Data to process:
PR #1125, opened 2026-08-04
RANGER-5729: Unable to import exported GDS policies via Service Manag…

Sanket-Shelar:
…er due to 403 Error

Governed Data Sharing (GDS) policies are designed to be managed exclusively through GDS APIs. However, they were inadvertently being included when exporting policies from the Report page. When users attempted to import these files back through the Service Manager, it resulted in a 403 error.

This patch resolves the issue by aligning the export and import behaviors:

**Export Updates**: GDS policies are now automatically excluded when exporting policies (JSON, CSV, or Excel).

**Import Updates**: If a user imports a legacy file that still contains GDS policies, the system will now safely skip the GDS policies (logging a helpful warning) rather than failing the entire import. This ensures that non-GDS policies, like Hive, continue to import successfully.

## How was this patch tested?

Created both GDS objects (datashares, datasets, policies) and non-GDS policies (Hive).

Exported policies from the Report page and verified that GDS policies are no longer included in the file.

Imported the newly exported file via Service Manager and confirmed it succeeds without a 403 error.

Imported a legacy export file containing GDS policies to verify that non-GDS policies import correctly while GDS policies are cleanly skipped and logged.

### DIFF
--- a/security-admin/src/main/java/org/apache/ranger/rest/ServiceREST.java
+++ b/security-admin/src/main/java/org/apache/ranger/rest/ServiceREST.java
@@ -3488,6 +3488,12 @@ public class ServiceREST {
                 RangerPolicy policy = entry.getValue();
 
                 if (policy != null) {
+                    if (isGdsPolicy(policy)) {
+                        LOG.warn("Skipping GDS policy '{}' during import - GDS policies must be managed via GDS APIs", policy.getName());
+
+                        continue;
+                    }
+
                     if (!CollectionUtils.isEmpty(serviceNameList)) {
                         for (String service : serviceNameList) {
                             if (StringUtils.isNotEmpty(service.trim()) && StringUtils.isNotEmpty(policy.getService().trim())) {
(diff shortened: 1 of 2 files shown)


security-admin/src/main/java/org/apache/ranger/rest/ServiceREST.java
```diff
@@ -3833,24 +3839,26 @@ private List<RangerPolicy> getAllFilteredPolicyList(SearchFilter filter, HttpSer
...
-            }
+            policyLists.clear();
+            policyLists.addAll(orderedPolicies.values());
         }
 
         return policyLists;
     }
 
+    private boolean isGdsPolicy(RangerPolicy policy) {
+        return EMBEDDED_SERVICEDEF_GDS_NAME.equals(policy.getServiceType()) || ServiceDBStore.GDS_SERVICE_NAME.equals(policy.getService());
```
mneethiraj: Must this condition look for service name match - `ServiceDBStore.GDS_SERVICE_NAME.equals(policy.getService())`? Why not only look for serviceType match?

Sanket-Shelar: It was added as an additional check, in case serviceType is not present. I have udpated the condition to only check for serviceType match.

mneethiraj (approved):

PR #1137, opened 2026-08-06
RANGER-5719: Shared partition-plan library

ramackri:
## Summary

First PR in the [RANGER-5655](https://issues.apache.org/jira/browse/RANGER-5655) series — Admin-managed Kafka audit partition plan.

**JIRA:** [RANGER-5719](https://issues.apache.org/jira/browse/RANGER-5719)

###  Partition plan model

JSON representation of the audit topic name, plan version, per-plugin partition assignments, buffer pool, and per-service allow-list metadata.
Plan lifecycle helpers

Allocation and validation when services are onboarded, offboarded, or reconfigured.
Append-only partition growth, buffer promotion, and version increments.
Routing utilities

Mapping from Admin-assigned logical partition IDs to Kafka producer partition indices, including safe behavior when live topic metadata differs from the plan.
Allow-list normalization

Parsing and normalization of per-repo allow-list values stored in the plan.
Allow-list usernames are sourced from service.admin.users (not policy.download.auth.users).
Admin configuration helpers

Reading partition-count defaults and per-plugin overrides used when building or expanding a plan.

### Partition plan library (`agents-common`)

Canonical JSON model stored in Admin `x_audit_config` (`audit.partition.plan`):

| Component | Purpose |
|-----------|---------|
| `PartitionPlan`, `PluginEntry`, `BufferEntry` | JSON model: topic, version, plugin → partition map, buffer slots |
| `PartitionPlanAllocator` | Assigns Kafka partition numbers when plugins are promoted from buffer |
| `PartitionPlanValidator` | Validates plan shape, version, and partition ranges |
| `PartitionPlanRoutingUtils` | Resolves plugin ID → Kafka partition at ingestor runtime |
| `ServiceAllowedUsersUtil` | Normalizes per-repo allow-lists in the partition plan JSON (`service.admin.users` values populated by Admin in RANGER-5721) |
| `AuditPartitionPlanAdminConfig` | Reads Admin partition-count settings (`partitions.per.plugin`, per-plugin overrides) |
| `AuditPartitionPlanConstants` | Shared defaults (`ranger_audits` topic, initial version, property names) |

## Test plan

- [x] `mvn -pl agents-common -Dtest='org.apache.ranger.audit.partition.**' test` — partition plan unit tests pass
- [ ] CI: `build-17`, `plugins-docker-build`, `services-docker-build` (after push)

### DIFF
--- a/agents-common/src/main/java/org/apache/ranger/audit/partition/PartitionPlanAllocator.java
+++ b/agents-common/src/main/java/org/apache/ranger/audit/partition/PartitionPlanAllocator.java
@@ -152,7 +152,7 @@ public final class PartitionPlanAllocator {
             throw new PartitionPlanException("updatedBy is required");
         }
 
-        Map<String, List<String>> normalized = PolicyDownloadAuthUsersUtil.normalizeServiceAllowedUsers(serviceAllowedUsers);
+        Map<String, List<String>> normalized = ServiceAllowedUsersUtil.normalizeServiceAllowedUsers(serviceAllowedUsers);
         if (Objects.equals(current.getServiceAllowedUsers(), normalized)) {
             return current;
         }
--- a/agents-common/src/main/java/org/apache/ranger/audit/partition/PartitionPlanAllocator.java
+++ b/agents-common/src/main/java/org/apache/ranger/audit/partition/PartitionPlanAllocator.java
@@ -1,0 +1,297 @@
+/*
+ * Licensed to the Apache Software Foundation (ASF) under one
+ * or more contributor license agreements.  See the NOTICE file
+ * distributed with this work for additional information
+ * regarding copyright ownership.  The ASF licenses this file
+ * to you under the Apache License, Version 2.0 (the
+ * "License"); you may not use this file except in compliance
+ * with the License.  You may obtain a copy of the License at
+ *
+ * http://www.apache.org/licenses/LICENSE-2.0
+ *
+ * Unless required by applicable law or agreed to in writing,
+ * software distributed under the License is distributed on an
+ * "AS IS" BASIS, WITHOUT WARRANTIES OR CONDITIONS OF ANY
+ * KIND, either express or implied.  See the License for the
+ * specific language governing permissions and limitations
+ * under the License.
+ */
+
+package org.apache.ranger.audit.partition;
+
+import org.apache.commons.lang3.StringUtils;
+import org.apache.ranger.audit.partition.exception.PartitionPlanException;
+import org.apache.ranger.audit.partition.model.BufferEntry;
+import org.apache.ranger.audit.partition.model.PartitionPlan;
+import org.apache.ranger.audit.partition.model.PluginEntry;
+
+import java.time.Instant;
+import java.util.ArrayList;
+import java.util.HashSet;
+import java.util.LinkedHashMap;
+import java.util.List;
+import java.util.Map;
+import java.util.Objects;
+import java.util.Set;
+
+import static java.util.Objects.requireNonNull;
+
+/** Append-only plan updates for Admin-managed audit partition routing. */
+public final class PartitionPlanAllocator {
+    private PartitionPlanAllocator() {
+    }
+
+    /**
+     * Onboard a Ranger service repo under a plugin type. Promotes the plugin from buffer when needed,
+     * otherwise adds the service to an existing plugin entry.
+     */
+    public static PartitionPlan onboardService(PartitionPlan current, String pluginId, String serviceName, int partitionCount, String updatedBy) {
+        requireMutationInputs(current, pluginId, partitionCount, updatedBy);
+        if (StringUtils.isBlank(serviceName)) {
+            throw new PartitionPlanException("serviceName is required");
+        }
+        String trimmedService = serviceName.trim();
+        PluginEntry existing = current.getPlugins().get(pluginId);
+        if (existing != null) {
+            return addServiceToPlugin(current, pluginId, trimmedService, updatedBy);
+        }
+        return promotePlugin(current, pluginId, partitionCount, updatedBy, trimmedService);
+    }
+
+    /** Adds a service repo to an already-promoted plugin without changing partition assignment. */
+    public static PartitionPlan addServiceToPlugin(PartitionPlan current, String pluginId, String serviceName, String updatedBy) {
+        if (current == null) {
+            throw new PartitionPlanException("Current plan is required");
+        }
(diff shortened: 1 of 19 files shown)


agents-common/src/main/java/org/apache/ranger/audit/partition/PartitionPlanValidator.java
```diff
@@ -0,0 +1,144 @@
...
+
+        Set<Integer> assigned = new HashSet<>();
+        registerPartitions(plan.getBuffer().getPartitions(), assigned, true);
+        for (Map.Entry<String, PluginEntry> entry : plan.getPlugins().entrySet()) {
+            if (StringUtils.isBlank(entry.getKey())) {
+                throw new PartitionPlanException("Plugin id is required");
+            }
+            registerPartitions(entry.getValue().getPartitions(), assigned, false);
+        }
+        if (assigned.size() != plan.getTopicPartitionCount()) {
```
rameeshm, line 66: If topicPartitionCount = 3 and partition array [2, 4, 6] has be injected into partition plan then we may miss a partition in the hash map. Please check this out.

agents-common/src/main/java/org/apache/ranger/audit/partition/PartitionPlanAllocator.java
```diff
@@ -0,0 +1,257 @@
...
+
+    private static List<Integer> takeFromBuffer(List<Integer> bufferIds, int count) {
+        List<Integer> taken = new ArrayList<>(Math.min(count, bufferIds.size()));
+        while (taken.size() < count && !bufferIds.isEmpty()) {
+            taken.add(bufferIds.remove(0));
+        }
+        return taken;
+    }
+
+    private static int appendTailPartitions(List<Integer> target, int topicPartitionCount, int count, Set<Integer> assigned) {
```
rameeshm: Can we simplify this like the following as it is strictly append-only and partition IDs are a continuous 1..topicPartitionCount
private static int appendTailPartitions(List<Integer> target, int topicPartitionCount, int count) {
    int nextId = topicPartitionCount + 1;
    for (int i = 0; i < count; i++) {
        target.add(nextId++);
    }
    return topicPartitionCount + count;
}

agents-common/src/main/java/org/apache/ranger/audit/partition/PolicyDownloadAuthUsersUtil.java
```diff
@@ -0,0 +1,74 @@
...
+    public static Map<String, List<String>> normalizeServiceAllowedUsers(Map<String, List<String>> serviceAllowedUsers) {
+        if (serviceAllowedUsers == null || serviceAllowedUsers.isEmpty()) {
+            return Collections.emptyMap();
+        }
+        Map<String, List<String>> normalized = new LinkedHashMap<>();
+        for (Map.Entry<String, List<String>> entry : serviceAllowedUsers.entrySet()) {
+            if (StringUtils.isBlank(entry.getKey())) {
+                continue;
+            }
+            List<String> users = entry.getValue() == null ? Collections.emptyList() : parseUsers(String.join(",", entry.getValue()));
```
rameeshm: can be done like 
List<String> users = entry.getValue() == null ? Collections.emptyList() : 
    entry.getValue().stream()
         .flatMap(s -> parseUsers(s).stream())
         .collect(Collectors.toList());

agents-common/src/main/java/org/apache/ranger/audit/partition/PartitionPlanValidator.java
```diff
@@ -0,0 +1,144 @@
...
+            List<Integer> before = entry.getValue().getPartitions();
+            PluginEntry afterEntry = proposed.getPlugins().get(pluginId);
+            if (afterEntry == null) {
+                throw new PartitionPlanException("Append-only violation for plugin '" + pluginId + "'");
+            }
+            List<Integer> after = afterEntry.getPartitions();
+            if (after.size() < before.size()) {
+                throw new PartitionPlanException("Append-only violation for plugin '" + pluginId + "'");
+            }
+            for (int i = 0; i < before.size(); i++) {
```
rameeshm: Can this for loop and check be replaced by 
if (!after.subList(0, before.size()).equals(before)) {
    throw new PartitionPlanException("Append-only violation for plugin '" + pluginId + "': existing partitions reshuffled");
}

agents-common/src/main/java/org/apache/ranger/audit/partition/PolicyDownloadAuthUsersUtil.java
```diff
@@ -0,0 +1,77 @@
...
+import java.util.Arrays;
+import java.util.Collections;
+import java.util.LinkedHashMap;
+import java.util.List;
+import java.util.Map;
+import java.util.stream.Collectors;
+
+/** Parses {@code policy.download.auth.users} service config for audit ingestor authorization. */
+public final class PolicyDownloadAuthUsersUtil {
+    public static final String CONFIG_NAME = "policy.download.auth.users";
```
rameeshm: Do we need to rely only on "policy.download.auth.users"?  I feel we should have a new param "service.access.audit.user" which will be a keytab user (by default service user can be there e.g hive, rangeraz, hdfs, etc) and if its not there then check for  Service admin and if no there then look for "policy.download.auth.users". What do you say? @mneethiraj need your input on this. Thanks.

mneethiraj: @ramackri  - if this is to determine the users authorized to report audits for a service, we should only recognize `service.admin.users` and `service.admin.groups`.  Picking up users from`policy.download.auth.users` is not correct.

agents-common/src/main/java/org/apache/ranger/audit/partition/ServiceAllowedUsersUtil.java
```diff
@@ -0,0 +1,67 @@
...
+                .filter(StringUtils::isNotBlank)
+                .filter(user -> !"*".equals(user))
+                .collect(Collectors.toList());
+    }
+
+    public static Map<String, List<String>> normalizeServiceAllowedUsers(Map<String, List<String>> serviceAllowedUsers) {
+        if (serviceAllowedUsers == null || serviceAllowedUsers.isEmpty()) {
+            return Collections.emptyMap();
+        }
+        Map<String, List<String>> normalized = new LinkedHashMap<>();
```
rameeshm, line 53: Its better to use a LinkedHashSet to avoid duplicate entries here? Just a corner case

Problem:
Repeat exactly, and only, the lines from the one containing "is not correct." through the end of the material.

Answer box:
mneethiraj: @ramackri  - if this is to determine the users authorized to report audits for a service, we should only recognize `service.admin.users` and `service.admin.groups`.  Picking up users from`policy.download.auth.users` is not correct.

agents-common/src/main/java/org/apache/ranger/audit/partition/ServiceAllowedUsersUtil.java
```diff
@@ -0,0 +1,67 @@
...
+                .filter(StringUtils::isNotBlank)
+                .filter(user -> !"*".equals(user))
+                .collect(Collectors.toList());
+    }
+
+    public static Map<String, List<String>> normalizeServiceAllowedUsers(Map<String, List<String>> serviceAllowedUsers) {
+        if (serviceAllowedUsers == null || serviceAllowedUsers.isEmpty()) {
+            return Collections.emptyMap();
+        }
+        Map<String, List<String>> normalized = new LinkedHashMap<>();
```
rameeshm, line 53: Its better to use a LinkedHashSet to avoid duplicate entries here? Just a corner case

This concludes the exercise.